▶ WHAT TO WORK ON:
The required result is a copy of each line below in which "docker" appears.

▶ RECORDS PROVIDED:
PR #6164, opened 2024-02-17
Improve plugins docker build

Gared:
Install plugins directly during docker build with live-plugin-manager (#6153)


Gared:
@SamTV12345 Can you resolve the merge conflicts please?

▶ REPLY:
Improve plugins docker build
Install plugins directly during docker build with live-plugin-manager (#6153)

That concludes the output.